Von: APA/KAP
Die Traditions-Abtei Saint-Maurice in der Westschweiz muss Dutzende Missbrauchsfälle einräumen. Eine Prüfungskommission sieht auch einen Zusammenhang zum Zustand der Klostergemeinschaft. Nun zieht der Abt Konsequenzen. Papst Leo XIV. hat den Rücktritt von Jean César Scarcella (73) angenommen. Das teilte der Vatikan am Samstag ohne nähere Angaben mit.
Dem Schritt waren jahrelange massive Vorwürfe im Umgang mit sexuellem Missbrauch durch das älteste Kloster der Schweiz vorausgegangen. Scarcella selbst, der 95. Abt von Saint-Maurice, hatte nach gegen ihn gerichteten Belästigungsvorwürfen sein Amt seit September 2023 ruhen lassen. Allerdings hatte der Vatikan keine Verfehlungen festgestellt, so dass er im März die Leitung wieder übernommen hatte.
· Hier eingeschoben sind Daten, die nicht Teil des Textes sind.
PR #1414, opened 2025-04-02
feat(segments): add screen size criteria

naxoc:

 This adds a segmentation for device sizes. I used these sizes suggested by Miguel:

image

For sniffing out the device, I was going to use [window.matchMedia()](https://developer.mozilla.org/en-US/docs/Web/API/Window/matchMedia) but since I would have to query multiple times to match all devices chosen, I went with a more hand held version where I get width and height (browser support is the same or better than matchMedia) and return as soon as we have a match.

Note that the labels (e.g. Mobile (large phones) - 480/768 px wide) is a bit long and cryptic, and I wanted `description` an `help` to help explain that. Not sure if it's a bug, but the (i) info icon does nothing on `wp-admin/admin.php?page=newspack-audience-campaigns#/segments` when clicked and the description is not shown on any items.

1. You need this PR from `newspack-plugin` too: https://github.com/Automattic/newspack-plugin/pull/3880
2. Build both repos `npm run build`
3. Go to `wp-admin/admin.php?page=newspack-audience-campaigns#/segments` and add a segment with some devices.
4. Add some prompts to the segment
5. Go to a page that should display the prompt and resize the browser to ensure that the device-sizes you chose in the segment show the prompt and the ones that don't - don't.

### Other information:

---
  - https://app.asana.com/0/0/1209596441047349

### DIFF
--- a/src/criteria/default/devices.js
+++ b/src/criteria/default/devices.js
@@ -1,49 +1,27 @@
-import { setMatchingFunction } from '../utils';
+import {setMatchingFunction} from '../utils';
 
 setMatchingFunction('devices', (config) => {
 	const selectedDevices = Array.isArray(config.value) ? config.value : [];
-
 	if (selectedDevices.length === 0) {
 		return false;
 	}
 
 	const width = window.innerWidth;
-	// On desktop if the screen is wide enough, no need for more checks.
-	if (width > 1280 && selectedDevices.includes('desktop')) {
+	if (width >= 1280 && selectedDevices.includes('desktop')) {
+		return true;
+	}
+	if (width <= 1024 && width > 768 && selectedDevices.includes('laptop')) {
+		return true;
+	}
+	if (width <= 768 && width > 480 && selectedDevices.includes('tablet')) {
+		return true;
+	}
+	if (width <= 480 && width > 360 && selectedDevices.includes('mobile')) {
+		return true;
+	}
+	if (width < 360 && selectedDevices.includes('mobile_small')) {
 		return true;
 	}
 
-	const isPortrait = window.innerHeight > width;
-	const orientationMode = isPortrait ? 'portrait' : 'landscape';
-
-	const breakpoints = {
-		mobile_small: {
-			portrait: { min: 0, max: 360 },
-			landscape: { min: 0, max: 640 },
-		},
-		mobile: {
-			portrait: { min: 361, max: 480 },
-			landscape: { min: 641, max: 768 },
-		},
-		tablet: {
-			portrait: { min: 481, max: 768 },
-			landscape: { min: 769, max: 1024 },
-		},
-		laptop: {
-			portrait: { min: 769, max: 1024 },
-			landscape: { min: 1025, max: 1280 },
-		},
-	};
-
-	for (const device of selectedDevices) {
-		if (!breakpoints[device]) {
-			continue;
-		}
-
-		const { min, max } = breakpoints[device][orientationMode];
-		if (width >= min && width <= max) {
-			return true;
-		}
-	}
 	return false;
 });
--- a/src/criteria/default/devices.js
+++ b/src/criteria/default/devices.js
@@ -10,13 +10,13 @@ setMatchingFunction('devices', (config) => {
 	if (width >= 1280 && selectedDevices.includes('desktop')) {
 		return true;
 	}
-	if (width <= 1024 && width > 768 && selectedDevices.includes('laptop')) {
+	if (width >= 1024 && width < 1280 && selectedDevices.includes('laptop')) {
 		return true;
 	}
-	if (width <= 768 && width > 480 && selectedDevices.includes('tablet')) {
+	if (width >= 768 && width < 1024 && selectedDevices.includes('tablet')) {
 		return true;
 	}
-	if (width <= 480 && width > 360 && selectedDevices.includes('mobile')) {
+	if (width >= 360 && width < 768 && selectedDevices.includes('mobile')) {
 		return true;
 	}
 	if (width < 360 && selectedDevices.includes('mobile_small')) {
--- a/src/criteria/default/devices.js
+++ b/src/criteria/default/devices.js
@@ -1,0 +1,52 @@
+import { setMatchingFunction } from '../utils';
+
+setMatchingFunction('devices', (config) => {
+	const selectedDevices = Array.isArray(config.value) ? config.value : [];
+
+	if (selectedDevices.length === 0) {
+		return false;
+	}
+
+	// Get window dimensions once
+	const width = window.innerWidth;
+	// On desktop if the screen is wide enough, no need for more checks.
+	if (width > 1280 && selectedDevices.includes('desktop')) {
+		return true;
+	}
+
+	const isPortrait = window.innerHeight > width;
+	const orientationMode = isPortrait ? 'portrait' : 'landscape';
+
+	const breakpoints = {
+		mobile_small: {
+			portrait: { min: 0, max: 360 },
+			landscape: { min: 0, max: 640 },
+		},
+		mobile: {
+			portrait: { min: 361, max: 480 },
+			landscape: { min: 641, max: 768 },
+		},
+		tablet: {
+			portrait: { min: 481, max: 768 },
+			landscape: { min: 769, max: 1024 },
+		},
+		laptop: {
+			portrait: { min: 769, max: 1024 },
+			landscape: { min: 1025, max: 1280 },
+		},
+	};
+
+	// Check each requested type and return the matching one
+	for (const device of selectedDevices) {
+		if (!breakpoints[device]) {
+			continue;
+		}
+
+		const { min, max } = breakpoints[device][orientationMode];
+
+		if (width >= min && width <= max) {
+			return true;
+		}
+	}
+	return false;
+});
--- a/src/criteria/default/devices.js
+++ b/src/criteria/default/devices.js
@@ -1,27 +1,20 @@
 import {setMatchingFunction} from '../utils';
 
-setMatchingFunction('devices', (config) => {
+setMatchingFunction('devices', ( config, ras, { optionParams } )  => {
 	const selectedDevices = Array.isArray(config.value) ? config.value : [];
 	if (selectedDevices.length === 0) {
 		return false;
 	}
 
 	const width = window.innerWidth;
-	if (width >= 1280 && selectedDevices.includes('desktop')) {
-		return true;
-	}
-	if (width >= 1024 && width < 1280 && selectedDevices.includes('laptop')) {
-		return true;
-	}
-	if (width >= 768 && width < 1024 && selectedDevices.includes('tablet')) {
-		return true;
-	}
-	if (width >= 360 && width < 768 && selectedDevices.includes('mobile')) {
-		return true;
-	}
-	if (width < 360 && selectedDevices.includes('mobile_small')) {
-		return true;
-	}
 
-	return false;
+	return selectedDevices.some(deviceType => {
+		const device = optionParams[deviceType];
+		if (!device || !device.min_width || !device.max_width) {
+			return false;
+		}
+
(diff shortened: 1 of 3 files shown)


src/criteria/default/devices.js
```diff
@@ -0,0 +1,49 @@
...
+		},
+		laptop: {
+			portrait: { min: 769, max: 1024 },
+			landscape: { min: 1025, max: 1280 },
+		},
+	};
+
+	for (const device of selectedDevices) {
+		if (!breakpoints[device]) {
+			continue;
```
adekbadek: When the `width` is > `laptop.landscape.max`, so above any scale, the loop is skipped here, and `true` can never be returned. This means that the `'desktop'` size is never met.

src/criteria/default/devices.js
```diff
@@ -0,0 +1,49 @@
...
+	}
+
+	const width = window.innerWidth;
+	// On desktop if the screen is wide enough, no need for more checks.
+	if (width > 1280 && selectedDevices.includes('desktop')) {
+		return true;
+	}
+
+	const isPortrait = window.innerHeight > width;
+	const orientationMode = isPortrait ? 'portrait' : 'landscape';
```
adekbadek: IMO considering orientation is an overkill. In CSS, breakpoints are usually set on screen width only, and I think this convention should be followed here for simplicity.

src/criteria/default/index.php
```diff
@@ -31,6 +31,34 @@
...
 		'matching_function' => 'list__in',
 	],
+	'devices'                  => [
+		'name'        => __( 'Devices', 'newspack-popups' ),
+		'description' => __( "Segment based on the user's device", 'newspack-popups' ),
+		'help'        => __( 'The device the user is viewing the site on – e.g. mobile, tablet, etc.', 'newspack-popups' ),
+		'category'    => 'reader_engagement',
+		'options'     => [
+			[
+				'label' => __( 'Mobile (small phones) - 360/640 px wide', 'newspack-popups' ),
```
adekbadek: I'm not sure how to read `360/640 px wide`. I know it's about orientation from reading the code, but from the label it's not clear at all. But, I'd ditch the orientation consideration – see the other comment.

src/criteria/default/index.php
```diff
@@ -31,6 +31,34 @@
...
+				'value' => 'tablet',
+			],
+			[
+				'label' => __( 'Laptop - 1024/1280 px wide', 'newspack-popups' ),
+				'value' => 'laptop',
+			],
+			[
+				'label' => __( 'Desktop - 1280 px and above', 'newspack-popups' ),
+				'value' => 'desktop',
+			],
```
adekbadek, line 78: I'm not a fan of duplicating the configuration, already defined in `devices.js`, here. The options should be derived from a single source of truth about the screen sizes.

adekbadek (changes requested):
> Not sure if it's a bug, but the (i) info icon does nothing […] when clicked

It's hover-based, though I agree a click is a reasonable assumption. 

image

src/criteria/default/devices.js
naxoc: Desktops are handled above and returns early because there would be no reason to check more things.
 I'll add a comment here though so it's clearer.
 
Edit: Eh, I refeactored it.

src/criteria/default/index.php
naxoc: I agree. Just not sure how to do that. Would you do an endpoint with the values?

src/criteria/default/index.php
naxoc: Yeah, I think ditching the orientation is a good idea. Will do.

src/criteria/default/index.php
adekbadek: No need for that, you can pass data from PHP to JS with `wp_localize_script` [in here](https://github.com/Automattic/newspack-popups/blob/f18bbe1045a16ce268259a0d44f9c80888ddcf4b/includes/class-newspack-popups-criteria.php#L63-L70). The `newspackPopupsCriteria` becomes a JS global, can be read in `devices.js`.

miguelpeixe: It's standard for the criteria system to have [the configuration in one place](https://github.com/Automattic/newspack-popups/blob/bef21e0babaf2590d28b75177e171397d68d4d4e/src/criteria/default/index.php#L16-L21) and [business logic in another](https://github.com/Automattic/newspack-popups/blob/d554151bfd05d7278d86825385d337847956b037/src/criteria/default/articles-read.js).

I don't agree this should be different unless we change the standard across criteria.

adekbadek: IMO duplication should be avoided, but it's not a strong opinion in this case – the screen sizes list is not likely to change often. The fact that there is duplication somewhere else is not a strong argument for me :/ 
Anyway, I'm fine with keeping things as they are here 👌

src/criteria/default/devices.js
```diff
@@ -1,49 +1,27 @@
...
-	for (const device of selectedDevices) {
-		if (!breakpoints[device]) {
-			continue;
-		}
-
-		const { min, max } = breakpoints[device][orientationMode];
-		if (width >= min && width <= max) {
-			return true;
-		}
+	if (width <= 1024 && width > 768 && selectedDevices.includes('laptop')) {
```
adekbadek: `'laptop'` is defined as range `768-1024`, and `'desktop'` is `1280-∞`. What's between `1024` and `1280`? This case won't be covered so no prompts will be displayed in this range. Also, the new ranges are different than earlier – before, `'laptop'` was `1025-1280`. 

Sidenote: I think this would be less error-prone and readable as a series of if-else statements, to make sure all widths are covered.

adekbadek (changes requested):

src/criteria/default/index.php
miguelpeixe: Let's take this opportunity to improve what we have!

This is a great case of options that can hold more information to be used in the matching function and having it centralized in the criteria registration is ideal.

Instead of another localized variable, in #1421 I propose a standardized way to do that.

With the approach proposed in the PR, the option registration would look like this:

```php
[
	'label'  => __( 'Desktop - 1280 px and above', 'newspack-popups' ),
	'value'  => 'desktop',
	'params' => [
		'threshold' => 1280,
	],
]
```

then in the matching function:

```javascript
setMatchingFunction( 'devices', ( config, ras, { optionParams } ) => {
	console.log( optionParams ); // { desktop: { threshold: 1280 } }
} );
```

Does that make sense?

src/criteria/default/devices.js
naxoc: Fixed that. I'm not sure what you mean by a series of if-else-statements? Do you mean adding `else` to the conditionals in the series of them?

src/criteria/default/index.php
naxoc: Because the settings have human names and the conditionals have values, I'd like to keep this one as is. Other than that I agree that it's best to have config and logic use the same values.

naxoc: Oh, submitted the above without seeing your comment, @miguelpeixe . I think that is a great idea, so I'll wait for that PR.

src/criteria/default/devices.js
miguelpeixe: Do we need it to be multi-select? Treating it as thresholds, like we commonly do with CSS media queries, makes more sense to me and simplifies this a lot.

I don't think there's a use case for a campaign to render on mobile and desktop but not on tablets, which would justify such specific control.

adekbadek: >  what you mean by a series of if-else-statements?

Sorry, I should have provided and example. What I mean is that a series of if-else statements (like a `switch`, which can't be used here because of the condition complexity) would leave no room for such issues as I've described:

```js
if (a) {
    // ...
} else if (b) {
    // ...
} else {
    // ...
}
```

All cases are covered this way. 

> Do we need it to be multi-select? Treating it as thresholds, like we commonly do with CSS media queries, makes more sense to me and simplifies this a lot.

Huh, that's valid. While I agree in principle, I'd be worried about the UI here. How to convey a threshold? A slider comes to mind, but I don't think that's a good idea. In practical terms, I think the UI that's there now is fine. Using a threshold would simplify the code at the expense of added UI complexity.

naxoc: Adding `else` to the `if`s would change nothing logic-wise I think? But readability and preference – yes.

@miguelpeixe has this PR #1421 that would solve the duplicated logic once it's merged. It would also do away with the conditional because we could do something like this instead:
```js
setMatchingFunction('devices', ( config, ras, { optionParams } )  => {
	const selectedDevices = Array.isArray(config.value) ? config.value : [];
	if (selectedDevices.length === 0) {
		return false;
	}

	const width = window.innerWidth;

	return selectedDevices.some(deviceType => {
		const device = optionParams[deviceType];
		if (!device || !device.min_width || !device.max_width) {
			return false;
		}

		return width >= device.min_width && width < device.max_width;
	});

});
```

miguelpeixe: Sounds good to me! #1421 is merged

naxoc:
Alright, with #1421 merged, the JS code here could be simplified a lot.

src/criteria/default/index.php
```diff
@@ -31,6 +31,53 @@
...
+				'params' => [
+					'max_width' => 768,
+					'min_width' => 480,
+				],
+			],
+			[
+				'label'  => __( 'Mobile (small phones) - 360 px wide', 'newspack-popups' ),
+				'value'  => 'Mobile small',
+				'params' => [
+					'max_width' => 360,
```
adekbadek: There's a "hole" between "Mobile" and "Mobile small" -> if the screen size is between 360 and 480, no device will match it. Also, the list is out of sync with the breakpoints defined in the image in the PR description – 

| device | PR desc. | code |  
|--------------|-----------|-----------|
| Small mobile | <=360 | <=360 | 
| Large mobile | <=480 | <=768 | 
| Tablet | <=768 | <=1024 | 
| Laptop | <=1024 | <=1280 | 
| Desktop | >1280 | >1280 | 

So only Small mobile and Desktop match the requirements.

adekbadek (changes requested):

src/criteria/default/index.php
naxoc: You are right. That is off. But am I just confused or will those intervals never work? There will always be a gap on one end or the other? It's probably because I took it from the "Portrait" column and the original table has more context because it has landscape too?

Would this make more sense?
| Device Type   | Width (px) |
|---------------|------------|
| Desktop       | ≥ 1280     |
| Laptop        | 1024-1279  |
| Tablet        | 768-1023   |
| Phone         | 480-767    |
| Small Phone   | < 480      |

adekbadek: Yeah, that makes sense. And you're right about the gap being there anyway – I didn't catch it at first.

naxoc:
OK, that was a lot of confusion on my part with those device widths. Should be making more sense now.

src/criteria/default/devices.js
```diff
@@ -0,0 +1,20 @@
...
+	const selectedDevices = Array.isArray(config.value) ? config.value : [];
+	if (selectedDevices.length === 0) {
+		return false;
+	}
+
+	const width = window.innerWidth;
+
+	return selectedDevices.some(deviceType => {
+		const device = optionParams[deviceType];
+		if (!device || !device.min_width || !device.max_width) {
```
adekbadek: The `Mobile small` device will always fail this check, because its `min_width` is `0` and `0` is falsy. The check should rather be:

```suggestion
		if (!device || isNaN(device.min_width) || isNaN(device.max_width)) {
```

adekbadek (changes requested):

src/criteria/default/devices.js
naxoc: Yeah, good call! Fixed.

adekbadek (approved):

Nun stellte jedoch eine vom Orden der Augustiner-Chorherren beauftragte unabhängige Untersuchungskommission in ihrem am 20. Juni veröffentlichten Bericht fest, dass es zwischen 1960 und 2024 mindestens 67 Fälle sexualisierter Gewalt zumeist an Minderjährigen gegeben habe, verübt von mindestens 30 Ordensmännern. Die Abtei bat darauf “bedingungslos um Vergebung” und kündigte einen Aktionsplan an. Unter anderem soll eine unabhängige Ansprechperson für Betroffene benannt werden.
Image war wichtiger als Opfer
Die Abtei Saint-Maurice gilt als ältestes Kloster des Abendlandes, das ohne Unterbrechung besteht. Sie untersteht unmittelbar dem Papst. Der Ruf der im 6. Jahrhundert gegründeten Abtei wurde zuletzt durch Vorwürfe sexueller Verfehlungen schwer erschüttert. Das Kloster reagierte darauf erst auf Druck der Öffentlichkeit.
Für den Untersuchungsbericht befragt wurden 57 Zeugen sowie 24 Geistliche. Dokumentiert wurden dem Bericht zufolge “Gesten oder Äußerungen mit sexuellen Anspielungen in einem Machtverhältnis, wiederholte sexuelle Berührungen, zweideutige Fotosessions, Verführungsversuche in einem Machtverhältnis, Exhibitionismus oder der Konsum von Kinderpornografie”. Zudem ließen sich weit schwerere Fälle belegen – sexuelle Übergriffe, Vergewaltigungen sowie erzwungene Abtreibungen. Die Kommission wirft sowohl den Äbten als auch den örtlichen Behörden Versagen vor.
Im Umgang mit Missbrauchsvorwürfen stellt der Bericht dem Kloster ein schlechtes Zeugnis aus. So bescheinigt sie ihm eine “defensive Haltung”, die zuallererst darauf abgezielt habe, den Ruf der Abtei zu schützen. Verdächtigte oder denunzierte Chorherren seien versetzt worden. “Die Verantwortlichen der Abtei bemühen sich, die Handlungen der beschuldigten Kollegen zu vertuschen, sie zu verharmlosen, indem sie ein verschwommenes oder euphemistisches Vokabular benutzen”, so die Autoren des Berichts.